Information Block Start

Issue #809, opened 2016-10-21
Shared storage allocation error


tworec:
I have problem creating new file for FloatStorage

```
In [1]:
s=torch.FloatStorage('/tmp/2rec', true, 10000)
```
gives me

```
unable to stretch file </tmp/2rec> to the right size at /home/tworec/torch/pkg/torch/lib/TH/THAllocator.c:262
stack traceback:
    [C]: at 0x7fd308444330
    [C]: in function 'FloatStorage'
    [string "s=torch.FloatStorage('/tmp/2rec', true, 10000..."]:1: in main chunk
    [C]: in function 'xpcall'
    /home/tworec/torch/install/share/lua/5.1/itorch/main.lua:210: in function </home/tworec/torch/install/share/lua/5.1/itorch/main.lua:174>
    /home/tworec/torch/install/share/lua/5.1/lzmq/poller.lua:75: in function 'poll'
    /home/tworec/torch/install/share/lua/5.1/lzmq/impl/loop.lua:307: in function 'poll'
    /home/tworec/torch/install/share/lua/5.1/lzmq/impl/loop.lua:325: in function 'sleep_ex'
    /home/tworec/torch/install/share/lua/5.1/lzmq/impl/loop.lua:370: in function 'start'
    /home/tworec/torch/install/share/lua/5.1/itorch/main.lua:389: in main chunk
    [C]: in function 'require'
    (command line):1: in main chunk
    [C]: at 0x00406670
```

I think this change is flawed
https://github.com/torch/torch7/commit/d49aee3fa631eac9d5483c600e9553aa15442fde#diff-7da47904ec3be10d37adb2af15fdc839R276

When I move one or two commits before this commit and install torch everything seems to work well.

apaszke:
Apparently the problem is that `lseek` resizes the file for you if you try to seek after its end, while `fstat` only reads the size. I'll send a fix for this issue sometime today. Sorry!

soumith:
That pr indeed fixes another bug i guess

soumith:
@apaszke confirms that the pr fixes this bug as well

tworec:
yeah, I confirm it too.

PR #817, opened 2016-10-26
fix bug in mmaping

soumith:
fixes https://github.com/torch/torch7/issues/809


tworec:
This commit doesn't change condition which was cause of #809 but I'll check

apaszke:
It doesn't change the condition, but it adds a call that performs a side effect of lseek.

tworec:
I confirm. This resolved #809

PR #818, opened 2016-10-26
torch.HalfTensor mostly working

borisfom:
@soumith, @szagoruyko , @ngimel:
Here, first cut, as we discussed in https://github.com/torch/cutorch/issues/484.
Math for HalfTensor should be extended later - only for ARM and other CPUs with native __fp16 type.

### DIFF
--- a/CMakeLists.txt
+++ b/CMakeLists.txt
@@ -25,6 +25,13 @@ IF(MSVC)
   ADD_DEFINITIONS(-D_CRT_SECURE_NO_DEPRECATE=1)
 ENDIF(MSVC)
 
+#
+# Temporary: flag to enable new 'half' type in THGenerateAllTypes.h
+# Enable for Torch build (disabled by default).
+# Will make default and remove once all modules are updated accordingly
+#
+ADD_DEFINITIONS(-DTH_GENERIC_USE_HALF=1)
+
 # OpenMP support?
 SET(WITH_OPENMP ON CACHE BOOL "OpenMP support if available?")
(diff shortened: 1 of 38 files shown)


ngimel:
torch.HalfTensor will also have to be added to cutorch, in particular Tensor.lua and generic/CTensor.c

borisfom:
@ngimel : absolutely! I am also preparing to push a commit with (temporary) config switches so that the rest of modules build.

borisfom:
@soumith: I think I have fixed it all as of commit 84d766c, should be ready to go!

borisfom:
@soumith: actually, please hold on on merging this: after intergrating with cutorch I think the type should go into cwrap to avoid duplication (torch's torchcwrap is not exported). Also the C type name should be the same - not so hard to do.

borisfom:
@soumith: it you think we should leave cwrap alone, then I suppose, exporting torchcwrap is in order - please let me know!

soumith:
i think the type being here is fine. it's not a fundamental type and does not have to go into cwrap.

borisfom:
@soumith : right, I reached the same conclusion about the location of 'half' - should be in pkg/torch.
I am finishing my tweaks to use the same type name - it looks cleaner and let us avoid a few dummy type conversions, but it's a bit more tedious as I can't simply move it from cutorch as it relies on CUDA header so the definition needs to be conditional depending of where THHalf.h is included from.

soumith:
cc: @gchanan

borisfom:
Superceded by https://github.com/torch/torch7/pull/826

PR #820, opened 2016-10-27
Updated maskedCopy example #1

jdmartin86:
Original call to maskedCopy() only included y, not the mask. Update added the mask to the first argument.


soumith:
Thanks!

PR #821, opened 2016-10-28
fix one func call for lua52/53 on win; update rockspec for win

BTNC:


BTNC:
The (void) cast should be checked in because lua_pushstring is returning char * instead of void while lua_pushnil is still returning void from lua52 on which cause msvc fail to compile, but the rockspec change is not needed.

PR #823, opened 2016-10-28
Use -O3 when compiling TH

colesbury:
On my machine, this speeds up FloatTensor copies by 4x.


lib/TH/CMakeLists.txt
```diff
@@ -387,6 +387,8 @@ IF (BLAS_FOUND AND BLAS_INSTALL_LIBRARIES)
   ENDIF()
 ENDIF()
 
+SET(CMAKE_C_FLAGS "${CMAKE_C_FLAGS} -O3")
```
soumith: can you set this only in RELEASE mode

PR #828, opened 2016-11-02
Add more size checks and improve some LAPACK error messages

apaszke:
Also, linear system solvers can now accept vectors (they had to be reshaped to Nx1 matrices before).

### DIFF
--- a/lib/TH/generic/THTensorLapack.c
+++ b/lib/TH/generic/THTensorLapack.c
@@ -103,12 +103,23 @@ static THTensor *THTensor_(cloneColumnMajor)(THTensor *self, THTensor *src)
 
 void THTensor_(gesv)(THTensor *rb_, THTensor *ra_, THTensor *b, THTensor *a)
 {
+  int free_b = 0;
   if (a == NULL) a = ra_;
   if (b == NULL) b = rb_;
-  THArgCheck(a->nDimension == 2, 2, "A should be 2 dimensional");
-  THArgCheck(b->nDimension == 2, 1, "B should be 2 dimensional");
-  THArgCheck(a->size[0] == a->size[1], 2, "A should be square");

Information Block End

# [Exercise brief]
Your task is to copy exactly, and only, the lines from the line with "--- a/lib/TH/generic/THTensorLapack.c" through the last line of the entries, both included.

# [Solution for this exercise]
--- a/lib/TH/generic/THTensorLapack.c
+++ b/lib/TH/generic/THTensorLapack.c
@@ -103,12 +103,23 @@ static THTensor *THTensor_(cloneColumnMajor)(THTensor *self, THTensor *src)
 
 void THTensor_(gesv)(THTensor *rb_, THTensor *ra_, THTensor *b, THTensor *a)
 {
+  int free_b = 0;
   if (a == NULL) a = ra_;
   if (b == NULL) b = rb_;
-  THArgCheck(a->nDimension == 2, 2, "A should be 2 dimensional");
-  THArgCheck(b->nDimension == 2, 1, "B should be 2 dimensional");
-  THArgCheck(a->size[0] == a->size[1], 2, "A should be square");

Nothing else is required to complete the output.